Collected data
Issue #475, opened 2026-08-09
Contain the remaining ~82 bare tempfile constructors in src/ unit tests (or close as wontfix)


vfarcic:
## What

After #322 (PR #472), **everything under `tests/` allocates its temp directories under the disk-backed private parent** `/var/tmp/dad-e2e-<uid>`, enforced mechanically by `linkage-check` rule 8, which scopes by directory.

One gap remains: roughly **82 bare `tempfile::tempdir()` calls across 22 files in `src/`** — everything except `src/dispatch.rs` (converted) and `src/test_temp.rs` (the helper itself). These are `#[cfg(test)]` unit tests in the lib target, and they still allocate in the OS temp dir, which on this dev box is a 14 GB RAM-backed tmpfs.

Filing so the documented gap has an issue number rather than only a paragraph in `docs/develop/e2e-temp-dirs.md`.

## Why it was left

Deliberate, on measured grounds:

- **No measured leak behind it.** Across three full recorded `cargo test-e2e` runs with continuous `/tmp` sampling (50 ms primary plus a 20 ms supplemental pass), every stray attributed to a `tests/` file. The `src/` unit tests never showed up as a meaningful allocation — the ones that did (`src/dispatch.rs`, which clones repositories) were converted.
- **Large mechanical diff** — 82 sites, 22 files — for no demonstrated benefit.
- It would **move fast-tier churn onto `/var/tmp`**, where these small `TempDir`s currently drop cleanly on the normal path anyway.

The conversion itself is trivial per site: `crate::test_temp::tempdir()` is already available in the lib target.

## Why it might still be worth doing

- **Uniformity.** "Everything under `tests/` is contained, `src/` is not" is a line someone has to remember. Rule 8 could cover `src/` too, and then there is no line.
- **On SIGKILL these survive as untagged `.tmp*`**, which the default reaper will not remove — `--include-untagged` is opt-in for good reason. A pre-run snapshot during #322 work held **80** such directories, so they do accumulate, small as each one is.

## Suggested disposition

Reasonable to close as wontfix if nobody measures a leak behind it. If it is done, the natural shape is: convert the sites, then extend rule 8's scope from `tests/` to include `src/` so the guarantee is uniform and a new file inherits it.

Discovered while implementing #322 (PR #472). See the `## What is outside the root` section of `docs/develop/e2e-temp-dirs.md`, which records the current boundary and the measurements behind it.

PR #618, opened 2026-08-20
test(linkage-check): guard src/test_temp.rs against `crate::` paths (#474)

### LINKED ISSUE #474: Guard src/test_temp.rs's self-containment — seven crates depend on it having no crate:: references
## What

`src/test_temp.rs` is a ~40-line `#[cfg(test)]` helper that resolves the disk-backed `/var/tmp/dad-e2e-<uid>` parent. It is included by **seven** crates — the lib target plus six integration-test crates — via

```rust
#[path = "../src/test_temp.rs"]
mod test_temp;
```

That `#[path]` trick is only possible because the file is **self-contained**: it contains no `crate::` references. If it ever gains one, every one of those six includes stops compiling.

## Why it matters

The self-containment is load-bearing economics, not a style preference.

Containing those six files was originally rejected on measured grounds: doing it with `mod common;` would have pulled the PTY harness into six more binaries and duplicated roughly **530** fast-tier executions. The `#[path]` route cost **+12** (measured: `cargo nextest list` went 2,315 → 2,327, two per crate).

So the difference between a 12-execution solution and a 530-execution one rests entirely on one file staying free of `crate::` — and that property is currently enforced by **a comment**.

Someone adding an innocuous `crate::something` will get six compile errors with no explanation of why the file is unusual, and the obvious "fix" is to unpick the arrangement.

## Proposed fix

A linkage-check rule: **no `crate::` in `src/test_temp.rs`**. Roughly five lines next to the existing rules, in the same style as rule 8. It turns an invisible constraint into a mechanical one with a message that explains itself.

Worth pairing with a sentence in the file's own header pointing at the rule, so the constraint is discoverable from either direction.

## Related

A second, smaller inconsistency in the same file, worth deciding on at the same time: **`test_temp` deliberately ignores `DAD_E2E_TMPDIR`.** It resolves only `/var/tmp/dad-e2e-<uid>`.

That was a deliberate call — honouring a security-sensitive variable with a second, weaker validation path (no `openat`/`O_NOFOLLOW` walk, judgement by name) was judged worse than not honouring it at all. The consequence is real though: someone who moves the harness base with `DAD_E2E_TMPDIR` will still find these unit-test directories under `/var/tmp`. It is documented in `docs/develop/e2e-temp-dirs.md`, but it is a genuine surprise.

Closing it properly means sharing the validated resolver between `tests/common/` and `src/`, which is a real refactor and would itself threaten the self-containment above. Filing the two together because any fix to the second has to respect the first.

Discovered while implementing #322 (PR #472).

vfarcic:
Closes #474.

## What

`src/test_temp.rs` resolves the disk-backed `/var/tmp/dad-e2e-<uid>` scratch parent for tests that do not link the PTY harness. It is compiled into the lib target as an ordinary module and, via `#[path = "../src/test_temp.rs"]`, into **ten** integration-test crates as well. That only works because the file is self-contained — in those crates `crate::` is the *test* binary's own root, where nothing the library defines is in scope.

The property is load-bearing economics, not style. Containing those fast-tier crates with `mod common;` was priced at pulling the PTY harness into six more binaries and duplicating ~530 fast-tier executions; the `#[path]` route cost **12** (measured, `cargo nextest list` 2,315 → 2,327). The whole difference between those numbers rested on one file staying free of `crate::`, and it was enforced by a comment.

This adds **linkage-check rule 9**: no `crate::` path in `src/test_temp.rs`, with a diagnostic that explains itself, plus a header note in the file pointing at the rule so the constraint is discoverable from either direction.

## Why a check rather than the compiler

Two reasons, the second measured on this branch:

1. It otherwise fails as N identical `E0433`s that explain nothing about why the file is unusual, so the obvious "fix" is to unpick the arrangement rather than to drop the reference.
2. **Whether it fails at all depends on the consumer's own root names.** Adding a `crate::features::experimental_enabled()` probe to the module and running `cargo check --tests --keep-going`, nine of the ten including crates failed with `cannot find features in crate` — and `tests/features.rs` compiled **clean**, because its own `use dot_agent_deck::features::{self, Features};` puts a `features` at that test crate's root. So a `crate::` path can land green under whichever filtered `cargo test-fast` the author ran and break the next consumer to include the file.

## Scope

Deliberately narrow, per the issue: the guard only. No refactor of `DAD_E2E_TMPDIR` handling, and none of #475's broad `tempfile` conversion. Production runtime behaviour is unchanged — the only `src/` edit is comments.

## Implementation notes

- The scan runs over the **comment-stripped** source (`strip_rust_comments`), so the file's own header note and this rule's message can name `crate::` freely. A `crate::` inside a *string literal* is not exempt; the rustdoc says so.
- `\bcrate\s*::` — the `\b` keeps `some_crate::x` out (`_` is a word character); `$crate::` from a `macro_rules!` body **is** matched, deliberately, since it expands to the defining crate's root and is non-portable for the same reason; the spaced `crate ::` the compiler accepts is matched too.
- The guarded file is read directly rather than folded into the existing `tests/`+`src/` scan, so **an unreadable file is itself a failure**. A rename that left `SELF_CONTAINED_PATH` behind would otherwise turn the rule into a no-op that still prints `ok` — the same shape of silence the rule exists to end.
- The trailing consumer list in `src/test_temp.rs` said seven crates; it is ten now, so it is refreshed in the same commit.

## Tests

Five in `xtask/linkage-check`, all against **synthetic sources** rather than the live checkout — whose copy of the file is clean by construction and would make them pass for a reason unrelated to the rule working:

- a rejected `use crate::…` and a rejected `crate::…` call, each reported at its own raw line number;
- the `$crate::` and spaced `crate ::` forms;
- an accepted self-contained module — `std`, `libc`, `tempfile`, `super::`, a crate whose name merely *ends* in `crate`, and comments that name the forbidden path;
- `check_self_contained` reading a clean and then a violating file under a synthetic root;
- the guarded file going missing.

Also verified end to end against the real checkout: `cargo xtask linkage-check` prints `ok (… 9 rules)`, and injecting `use crate::config::Config;` into `src/test_temp.rs` makes it exit 1 with `[9] …/src/test_temp.rs:48: …`.

## Gates

- `cargo nextest run -p xtask-linkage-check` — 147 passed.
- `cargo test-fast` — 2,892 passed.
- `cargo test-e2e` — see the comment below.

## ⚠️ CI will be red until #609 lands

`origin/main` is currently red from an unrelated pre-existing break: `RunningAgent::pane_handed_over` was added without an initializer in `insert_test_agent`, so `cargo clippy --all-targets` and every test target fail with `E0063` on `src/agent_pty.rs:6011`. #609 is the fix and this branch deliberately does **not** duplicate or bundle it.

The clippy / `test-fast` / `test-e2e` results above were produced with #609's one-field fix applied to the working tree only — never committed here. This branch will be updated from `origin/main` once #609 merges, and review will be requested after CI is green.


vfarcic:
### `cargo test-e2e`

**8,617 tests, 8,613 passed, 4 failed — all four pass on an isolated rerun** (AGENTS.md rule 6):

| test | outcome alone |
|---|---|
| `e2e_codex_wrapper codex_wrap_001_synthetic_jsonl_reaches_dashboard` | pass (16.9s) |
| `e2e_scheduler_manager manager_010_blank_default_command_falls_back_to_claude` | pass (3.7s) |
| `e2e_shell_activity_real_agent shell_activity_006_…badge_working` | pass (140.3s) |
| `e2e_prompt_delivery_confirmation dispatch_015_three_real_claude_seeds_are_genuinely_confirmed` | failed twice, passed on the third (42.3s) |

The last two are the real-agent, flaky-tolerant shape rule 5 keeps out of CI, and both said so in their own diagnostics — `shell_activity_006` printed `PRECONDITION NOT MET: … the model never issued the Bash tool call at all. This is a harness flake (prompt adherence), NOT a badge regression: rerun`, and `dispatch_015` failed with two of its three real Claude panes confirming the seed and `real-seed-beta` not submitting within the 150s window.

None of them can be attributable to this branch, and that is checkable rather than assertable: `git diff origin/main HEAD -- src/ tests/ Cargo.toml Cargo.lock build.rs` yields **zero non-comment lines**. The only executable change in the PR is inside `xtask/linkage-check`, which no test target links.

### The four red CI jobs are `main`'s pre-existing break, not this branch

`build`, `build-macos`, `build-windows` and `windows-cross-check` all fail on the same line, verified in each job's log:

```
```

That is `src/agent_pty.rs`'s `insert_test_agent`, and #609 is the fix. This branch deliberately does not duplicate or bundle it. Local `clippy --workspace --all-targets --features e2e`, `test-fast` (2,892 passed) and the `test-e2e` run above were all produced with #609's one-field fix applied to the **working tree only** — it is not in any commit here.

I will update this branch from `origin/main` once #609 lands, and request review after CI is green.

prageethw (approved):
Good addition — converts a comment-only invariant (no crate:: in test_temp.rs, since it's #[path]-included into 10 different test crate roots where crate:: resolves differently) into a mechanical linkage-check rule. The empirical demonstration that a probe broke 9/10 consumers while one happened to compile clean is a genuinely useful catch that justifies the check. Comment-stripped scanning, word-boundary-correct regex, and failing loudly on a missing/renamed guarded file are all handled correctly. The four red build checks are unrelated pre-existing main breakage, fixed by #609 (now approved) — will need a rebase. Approving on content.

Issue #502, opened 2026-08-11
e2e reliability: the tier runs in no workflow, and the same flake classes keep recurring — decide a permanent strategy


vfarcic:
## Why this issue exists

Individual e2e flakes and red-on-main tests each get their own issue, and there are now enough of them that the *pattern* deserves one. This is a question-issue: decide a permanent strategy, then let the individual issues be closed by it rather than one at a time.

Surfaced while verifying #500 (a full `cargo test-e2e` run: 3738 passed, 6 failed — three of which pass on rerun, three of which are #460 and are red on `main` too).

## The structural cause: the tier has no automated signal at all

**No workflow runs the e2e tier.** Verified on `746403b`: the only `schedule:` trigger in `.github/workflows/` is `stale.yml`, and the only mentions of `--features e2e` in `ci.yml` are the *clippy* gate plus a comment that says as much — "which is not in CI (rule 5)". Per CLAUDE.md rule 5 that is deliberate: the tier spawns binaries and hits LLM APIs, so it is bounded to the pre-PR step.

The consequence is not deliberate, though. Nothing anywhere observes this tier, so:

- **`main` can be red for weeks and nobody knows.** #460 (three tests), #488 (`devin_live_001`), #418 (`sigterm_001/002`, macOS) all accumulated this way. #460 has now survived 12 commits since it was filed.
- **There is no flake-rate data**, so "is this test flaky or broken?" is re-litigated by hand every time, per test, per contributor. That question is answerable in one query if anyone were recording it.
- **The cost lands on whoever opens the next PR**, who must decide whether 6 failures are theirs. On #500 that meant checking out `origin/main` and rerunning to prove they were pre-existing — the right thing to do, and pure overhead that every PR author repeats.

Rule 5's reasoning (don't run this per-task, don't run it on every PR) does not imply *never observe it*. A scheduled run is a different question from a per-PR gate.

## The recurring flake classes

The open issues sort into four kinds, and only the first two are ordinary engineering:

**A — wall-clock deadlines and render races.** #364 (`delegate_011` wall-clock-sensitive), #247 (`spawn_005`, 5s deadline), #413 (card snapshots read the clock at render; the margin bounds the flake rather than removing it), #395 (`find_in_grid` never retries — ~51 call sites share the footgun), #244 (sentinel reads wait for existence, then read content).

[...]

PR #619, opened 2026-08-20
fix(config): delete the nextest e2e profile that nothing ever selected (#494)

### LINKED ISSUE #494: nextest: `[profile.e2e]` is never selected — remove it or start using it
## Problem

`.config/nextest.toml` defines a `[profile.e2e]` with its own `slow-timeout` and a list of `[[profile.e2e.overrides]]`, but **nothing ever selects that profile**, so none of it takes effect.

Evidence:

- `.cargo/config.toml:3` — `test-e2e = "nextest run --features e2e"`. No `-P` / `--profile`, so it runs under the **default** profile.
- No `-P e2e` / `--profile e2e` appears anywhere in `.github/`.

The `--features e2e` flag selects the cargo *feature*; it has nothing to do with the nextest *profile* of the same name. That collision of names is most of why this is easy to misread.

## Why it matters

It is misleading rather than harmful. A contributor adding a long real-agent test reasonably adds a carve-out under `[[profile.e2e.overrides]]`, believes the test is protected from the `3 x 60s = 180s` default kill, and it is not — the test silently dies mid-wait with a bare `TIMEOUT` and no diagnostics.

This is not hypothetical. It came up directly in #390: 3 of the 5 pre-existing `[[profile.default.overrides]]` entries (`route_001`, `new_pane_016`, `orchestration_dispatch_002`) have no `e2e` counterpart, while 2 (`devin_live_001`, `version_001`) do — an inconsistency that only makes sense once you know the `e2e` profile is never consulted. #390 added entries to both lists for symmetry, and the author explicitly flagged the profile as possibly dead config and asked for a ruling.

## Options

1. **Delete `[profile.e2e]` and its overrides**, and move anything unique in it into `[profile.default]`. Simplest, and matches how the suite is actually run.
2. **Start using it** — change the `test-e2e` alias to `nextest run --features e2e -P e2e`. Note this changes real behaviour: `[profile.e2e]` currently sets `slow-timeout = { period = "120s", terminate-after = 2 }` (a 240s kill) versus the default's 180s, and its override list is not a superset of the default's, so some tests would move to different windows.

Whichever way it goes, a short comment at the top of the profile saying who selects it would keep this from being re-derived.

## Context

Surfaced while verifying #390 (PRD #386).

vfarcic:
Closes #494.

`.config/nextest.toml` defined a `[profile.e2e]` with its own `120s x 2` kill window and four `[[profile.e2e.overrides]]`, and **nothing ever selected it**. `cargo test-e2e` is `nextest run --workspace --features e2e`: `--features e2e` names the *cargo feature*, and there is no `-P` / `--profile` — not in either alias, not in any `cargo nextest run` in `.github/workflows/`.

## Proof of the current selection behaviour

Measured rather than reasoned, via nextest's store directory (`target/nextest/<profile>/`):

nextest names the profile in its own banner, and a `--features e2e` run says:

```
Nextest run ID 3c7faf96-… with nextest profile: default
```

Corroborated by the store directory (`target/nextest/<profile>/`):

| command | store dir created |
|---|---|
| `cargo nextest run --workspace --features e2e` | `target/nextest/`**`default`**`/junit.xml` |
| `cargo nextest run --workspace --features e2e -P e2e` | `target/nextest/`**`e2e`**`/` |

A `--features e2e` run lands in `default` and picks up `[profile.default.junit]`. It has never touched the `e2e` profile.

## Override inventory

| test | `[profile.default]` | `[profile.e2e]` |
|---|---|---|
| `route_001` | 60s x 8 = 480s | — |
| `new_pane_016` | 60s x 5 = 300s | — |
| `orchestration_dispatch_002` | 60s x 7 = 420s | — |
| `version_001` | 120s x 10 | 120s x 10 (identical) |
| `devin_live_001` | 60s x 6 | 60s x 6 (identical) |
| `shell_activity_006` | 60s x 8 | 60s x 8 (identical) |
| `shell_activity_005` | 60s x 6 | 60s x 6 (identical) |

Every `e2e` override was a **value-identical duplicate** of a `default` entry, so nothing unique needed preserving. The only non-duplicate line in the profile was its `120s x 2` base window — which, since nothing selected the profile, has never applied to any test.

## Why delete rather than wire up

Wiring it up (`-P e2e`) was the option that would have **changed real behaviour**: the three carve-outs with no `e2e` counterpart (`route_001`, `new_pane_016`, `orchestration_dispatch_002`) would have dropped from 480s / 300s / 420s to that profile's 240s. Deleting is the no-op on the tier that actually runs.

## What changed

- `.config/nextest.toml` — `[profile.e2e]` and its four overrides deleted. **`[profile.default]` is byte-untouched**: the diff contains zero `-` lines from it.
- A short comment at each place the name collision reads wrong: the top of `.config/nextest.toml`, and the `test-e2e` alias in `.cargo/config.toml`.
- `changelog.d/494.misc.md` (`misc` per `pyproject.toml`: internal tooling; users don't directly see it).

Not a `breaking` fragment and no `PROTOCOL_VERSION` bump — CLAUDE.md rule 12's axis is the TUI↔daemon contract, and this touches no source, no wire shape and no semantics.

## Verification

- `-P e2e` now fails fast: `error: profile 'e2e' not found (known profiles: default, default-miri)`. Nothing in the repo referenced it, so nothing else breaks.
- All **seven** surviving `[[profile.default.overrides]]` filters still resolve to **exactly one** test each (`cargo nextest list --features e2e -E 'test(<name>)'` per filter).
- `cargo fmt --check` clean; `cargo clippy --workspace --all-targets --features e2e -- -D warnings` clean.
- `cargo test-fast`: 2887/2887 passed.
- `cargo test-e2e`: **8610/8612 passed**. The two failures are the known real-agent flake cluster (#351 / #502), deliberately left out of scope:

| test | failed at | its window, before **and** after this PR | rerun alone (rule 6) |
|---|---|---|---|
| `dispatch_015` | 164.7s | 180s — no override under either profile | **PASS** in 37.3s |
| `shell_activity_006` | 136.7s | 480s — `[[profile.default.overrides]]`, unchanged | **PASS** in 132.6s (flaky: 2 of 3 solo runs green) |

  Neither was killed by a timeout; both failed their own assertions well inside their windows. `shell_activity_006`'s diagnostic declares itself: *"PRECONDITION NOT MET: no ToolStart/Bash event observed … This is a harness flake (prompt adherence), NOT a badge regression: rerun rather than reading this as BADGE WRONG."* That the diagnostic printed at all is the widened window doing precisely the job it was added for.

  This PR cannot influence either result: the diff touches **zero** `.rs` files, the profile in force is `default` before and after, and `[profile.default]` is byte-identical — so every test's resolved timeout is unchanged.

## Note on CI

This branch is cut from `main` at `776fab8`, which is currently **red** — `error[E0063]: missing field 'pane_handed_over' in initializer of 'RunningAgent'` at `src/agent_pty.rs:6011`, unrelated to this issue and fixed by #609. The Rust jobs here will fail on that until #609 lands; I deliberately did **not** bundle its fix. Every gate above was run with #609's one-line patch applied to the working tree only, never committed. Once #609 merges I will update this branch from `origin/main` and re-verify.


vfarcic:
CI attribution: the four red jobs are `main`, not this PR.

All four fail on the **same** error, confirmed from each job log:

```
  --> src/agent_pty.rs:6011:13
```

| job | failing step |
|---|---|
| `build` | `cargo clippy --workspace --all-targets --features e2e -- -D warnings` |
| `build-macos` | `cargo nextest run --workspace` |
| `build-windows` | `cargo nextest run --workspace` |
| `windows-cross-check` | Type-check the workspace for Windows from Linux |

That break is on `main` at `776fab8`, which this branch is cut from, and #609 is the one-line fix. `changes`, `devbox`, `label`, `nix` and `security` all pass here.

This PR **cannot** cause it: the diff touches zero `.rs` files — only `.config/nextest.toml`, `.cargo/config.toml` and a changelog fragment. Locally, `cargo clippy --workspace --all-targets --features e2e -- -D warnings` on this branch reports exactly that one error and nothing else, and is clean the moment #609's patch is applied.

I deliberately did not bundle #609. Every gate reported in the description was run with its one-line patch applied to the working tree only, never committed. Once #609 merges I will update this branch from `origin/main` and re-verify before this is ready to approve.

prageethw (approved):
Verified independently rather than taking the removal claim at face value: no workflow or script anywhere passes -P/--profile, every CI nextest invocation writes to target/nextest/default/junit.xml, and all four deleted profile.e2e.overrides entries were value-identical duplicates of profile.default.overrides. Dead config, correctly removed. One tiny non-blocking note: prds/done/77-tui-testing-harness.md still mentions profile.e2e as historical record — fine to leave as-is. The four red build checks are unrelated pre-existing main breakage, fixed by #609 (now approved) — will need a rebase. Approving on content.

§ Assignment: Given the data above, transcribe exactly the lines from the one containing "it was filed." down to the one containing "- **The cost", and no others.

§ Written answer:
- **`main` can be red for weeks and nobody knows.** #460 (three tests), #488 (`devin_live_001`), #418 (`sigterm_001/002`, macOS) all accumulated this way. #460 has now survived 12 commits since it was filed.
- **There is no flake-rate data**, so "is this test flaky or broken?" is re-litigated by hand every time, per test, per contributor. That question is answerable in one query if anyone were recording it.
- **The cost lands on whoever opens the next PR**, who must decide whether 6 failures are theirs. On #500 that meant checking out `origin/main` and rerunning to prove they were pre-existing — the right thing to do, and pure overhead that every PR author repeats.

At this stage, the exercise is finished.